A preferred embodiment according to the present invention is presented hereunder, and described in detail with reference to the figures to better illustrate structural features and functional characteristics of the present invention. As shown in FIG. 1, an integrated type Sterling cryocooler comprises two portions, namely, a compressor and an expander, wherein the compressor comprises a housing 1, a piston 4, a plate spring 8, a magnet 9, a coil 10, a bracket 14 and a support 15, the housing of the compressor forms an annular compression cavity 3 in a way that a cylindrical compression cavity outer housing 11 is provided around a cylindrical compression cavity inner housing 12, and a cross-sectional view of the compression cavity is shown in FIG. 2a; the piston 4 is connected to the plate spring 8, the plate spring 8 is structured as shown in FIG. 2b to support a reciprocating movement of the fixed piston to compress gas, the coil 10 is fixed between the interior of the housing 1 and the bracket 14, the magnet 9 is fixed between the bracket 14 and the support 15, the bracket 14 and the support 15 are respectively connected to the housing 1, an electromagnetic force is generated between the coil 10 and the magnet 9 to drive the piston 4 into reciprocating movement; an interior of the expander is divided into two chambers, namely, an expansion chamber 6 and a pneumatic chamber by a small piston and a heat regenerator 7 which are fixed together, a cylindrical spring 16 is disposed at a bottom of the expander, compressed gas pushes the heat regenerator 7 on the small piston into reciprocating movement between the pneumatic chamber and the expansion chamber, the heat regenerator 7 is in clearance labyrinth sealing with a cold finger, a supporting element for pushing the small piston is the cylindrical spring 16, a groove is designed at a center of the compressor, the expander 2 is embedded in the groove of the compressor, an orifice 13 is designed on the bottom of the expander so as to be communicated with the compression cavity 3 of the compressor, and a working medium is helium.

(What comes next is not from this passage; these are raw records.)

PR #6415, opened 2025-04-21
Fix Back button on SignIn page & Add Cancel button

### LINKED ISSUE #6413: Back button on SignIn page leads to Home page
someone was able to get passed our sign in flow it sounds like
<https://discord.com/channels/915388055236509727/1138967922614743060/1363008389327880374>

[Slack Message](https://kittycadworkspace.slack.com/archives/C04KFV6NKL0/p1745179377685909?thread_ts=1745179377.685909&cid=C04KFV6NKL0)

pierremtb:
Fixes #6413

Includes:
- an extra dependency to `useAuthNavigation` to make sure that popping the history stack on any page (not just SignIn) also redirects to SignIn if the auth machine says it should. Not firing enough was the root cause of #6413. 
- a new Cancel button to go back if the sign in process doesn't go through.
- e2e tests to click that new cancel button, and actually sign in, which we lost the ability to test [since the tauri days](https://github.com/KittyCAD/modeling-app/blob/d916c7987452e480719004e6d11fd2e595c7d0eb/e2e/tauri/specs/app.spec.ts#L19)!

Quick demo of the cancel button, towards the end the page refreshes happen when I hit the back button on the mouse.
https://github.com/user-attachments/assets/bfd7f781-1dc8-4f3a-8db9-bf334306d05c


src/hooks/useAuthNavigation.tsx
```diff
@@ -26,5 +27,5 @@ export function useAuthNavigation() {
     ) {
       navigate(PATHS.SIGN_IN)
     }
-  }, [authState])
+  }, [authState, location.pathname])
```
pierremtb, line 30: @franknoirot this is the actual fix. I'm concerned about side effects coming out of this, so looking for input before settling on the solution

e2e/playwright/auth.spec.ts
```diff
@@ -0,0 +1,52 @@
+import { expect, test } from '@e2e/playwright/zoo-test'
+
+// test file is for testing auth functionality
+test.describe('Authentication tests', () => {
+  test(
+    `The user can sign out and back in`,
+    { tag: ['@electron'] },
+    async ({ page, homePage, signInPage, toolbar, tronApp }) => {
+      if (!tronApp) {
+      }
```
jacebrowning, line 10: Other spots like this call `throwTronAppMissing()` or `fail()`. Do we need something similar here?

pierremtb: Oh yeah good catch, must have deleted by mistake.

pierremtb: Added `fail()`, ty!

PR #6418, opened 2025-04-21
#6417 Fix svg attribute names, add new eslint rule

### LINKED ISSUE #6417: React errors: invalid DOM property clip-rule
Getting this react error on the console when launching the app and opening a project:
```
chunk-7I7T2IKX.js?v=10811ae5:521 Warning: Invalid DOM property clip-rule. Did you mean clipRule?
    at path
    at svg
```

The code in question:
```svg
<path
   fill-rule="evenodd"
   clip-rule="evenodd"
   ...
```

andrewvarga:
Fixes #6417, pretty small thing but makes the console messy.

I've added a new eslint rule too, which unfortunately doesn't seem to be supported by biome so it needs to be manually run via `npm run lint` to detect or `npm run lint-fix` to fix it as well.

I could add that to the existing `fmt` and `fmt:check` scripts but that would defeat its purpose, I assume the main reason for using biome is that it's faster (?).
Either way, this is not resulting in significant issues, it's mostly a dev thing to keep the console clean.


pierremtb (approved):
Diff looks good to me, thanks for fixing!

I'm not super versed on biome vs eslint right now so I'll defer to @franknoirot or @Irev-Dev for the question in the description

franknoirot:
Sorry I'm also pretty uninformed about how biome works, but your assessment seems correct to me based on my searching around the web.

andrewvarga:
> Sorry I'm also pretty uninformed about how biome works, but your assessment seems correct to me based on my searching around the web.

no worries, thanks for looking at it! I think @Irev-Dev and maybe @lee-at-zoo-corp was involved with biome, I'll touch on this in our call tomorrow and merge this accordingly.

lee-at-zoo-corp:
We don't use biome for linting _yet_ due to its default rules being different than that of eslint. We only use biome for fmt. So if your eslint rule isnt working it's something else!

andrewvarga:
> We don't use biome for linting _yet_ due to its default rules being different than that of eslint. We only use biome for fmt. So if your eslint rule isnt working it's something else!

Yeah, `npm run lint` does show these as errors now, so I think they will break CI's static analysis as we want to.
The only thing missing is that they will not be fixed automatically by running `npm run fmt`, but these will come up so rarely that that won't be annoying hopefully.

pierremtb:
Alright, sounds like we have what we need to merge. Thanks!

PR #6420, opened 2025-04-21
Try running with 8 macOS cores again

jacebrowning:
8-cores seems to result in fewer instances of these:

> Test timeout of 120000ms exceeded while setting up "tronApp".


pierremtb (approved):
Happy to give it a try!

PR #6425, opened 2025-04-21
Modeling view appearance final tweaks

### LINKED ISSUE #6386: coredump is not useful lets link to discourse for v1 instead
more info here: https://kittycadworkspace.slack.com/archives/C04KFV6NKL0/p1744938280106969

all the coredump issues have not had any descriotions that help us. we dont need to be fancy with the link to discourse lets just link there in the app, and leave the refresh button to not coredump automatically

TLDR:

- refresh button should only refresh, not coredump
- somewhere else in the app we should make very clear where the discourse support forum is via a link but we do not need the coredump fancy shit for it we can do that after v1 once we get some idea _what_ is actually useful. But right now we just had overengineered somethign that was not useful at all. Turns out what we really want is DESCRIPTIONS FROM USERS!!

franknoirot:
Fixes #6386 by:
1. Removing the coredump functionality from the Refresh App button in the upper-right, moving it into the sidebar while changing its icon to a refresh symbol
2. Removing the "report bug" icon with a bug icon in the LowerRightControls, as there are several other ways to report a bug from the UI, namely in the native Help menu and the question mark help menu within the UI.
3. Adding a "Refresh app" command, which does the same thing as the UI button, to the command palette
4. Rename native "Refresh and report bug" menu item to "Report a bug", link to GitHub bug report template. It's buried enough that someone would need to hunt for it and know that's what they want.

Classic coredump is still available to our team and power users via the <kbd>mod + shift + .</kbd> shortcut. But until we get a system that encourages better use of the coredump feature, we're going to bury it a bit, as no users seemed to submit meaningful descriptions around their issues created with it.

The following additional appearance changes have been lumped into this PR, to try to make this the final appearance tweaks to the modeling view before V1:
1. Tweaking the Commands button style
2. Moving the Share Link button from the left sidebar to the upper-right
3. Remove the Play/Pause stream indicator icon from the lower right control area
4. Update the sidebar tooltips to use the `hotkeyDisplay` function to have them match the styling elsewhere


franknoirot:
Don't know what happened to my git history

jacebrowning (commented):
I tested these changes locally on macOS. In the nightly, the native file menu's `Help > Refresh and report a bug` opens GitHub, while nothing seems to happen with that action on your branch.

franknoirot:
> I tested these changes locally on macOS. In the nightly, the native file menu's `Help > Refresh and report a bug` opens GitHub, while nothing seems to happen with that action on your branch.

Thanks let me fix it up real quick

e2e/playwright/snapshot-tests.spec.ts-snapshots/extrude-on-default-planes-should-be-stable-XZ-1-Google-Chrome-linux.png
pierremtb, line 1: Shoot this one failed it looks like

pierremtb (changes requested):
Awesome! Just check the one snapshot comment I dropped. Tested locally, all more consistent now 💅

e2e/playwright/snapshot-tests.spec.ts-snapshots/extrude-on-default-planes-should-be-stable-XZ-1-Google-Chrome-linux.png
franknoirot: Done

pierremtb:
Shoot of couse since the first one went in we got the conflicts here

franknoirot:
Heads up I'm rolling some other tweaks into this PR since it already touches the Refresh button:
1. Move refresh button to left sidebar
2. Replace it in the top-right corner with a Share button

pierremtb (approved):

PR #8064, opened 2025-08-13
Add type aliases for numeric unit types

nrc:
This allows you to write `mm` instead of `number(mm)`. This is most useful for type ascription where you might write some complex numeric expression and then specify the type, e.g., `(a /b + 5 * c): mm`.

This is *not* a breaking change since standard library types will be shadowed by any user-written types.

The working principle of the present invention is the same as that of an ordinary Sterling cryocooler. Through simple harmonic motion of the piston, the working medium flows alternately to and fro in the portions such as the compression cavity 3, the heat regenerator 7 and the expander 6, and the mass of the gas does not vary, whereby a closed-type inverse Sterling circulation is formed, and refrigeration capacity is outputted by a cold finger 5. The present invention is advantageous in that it not only has a high heat efficiency of an ordinary integrated Sterling cryocooler, but also a compacter structure than the ordinary integrated Sterling cryocooler and a smaller size, and it can play an important role on many application occasions.

Claims

1. An integrated Sterling cryocooler, comprising two portions, namely, a compressor and an expander, wherein the compressor comprises a housing, a piston, a plate spring, a magnet, a coil, a bracket and a support, the housing of the compressor is designed in a way that an outer housing is provided around outside an inner housing to form a compression cavity, the piston is connected to the plate spring, the coil is fixed between the interior of the housing and the bracket, the magnet is fixed between the bracket and the support, the bracket and the support are respectively connected to the housing, an interior of the expander is divided into two chambers, namely, an expansion chamber and a pneumatic chamber by a small piston and a heat regenerator which are fixed together, a cylindrical spring is disposed at a bottom of the expander, characterized in that a groove is designed at a center of the compressor, the expander is embedded in the groove of the compressor, an orifice is designed on the bottom of the expander so as to be communicated with the compression cavity of the compressor.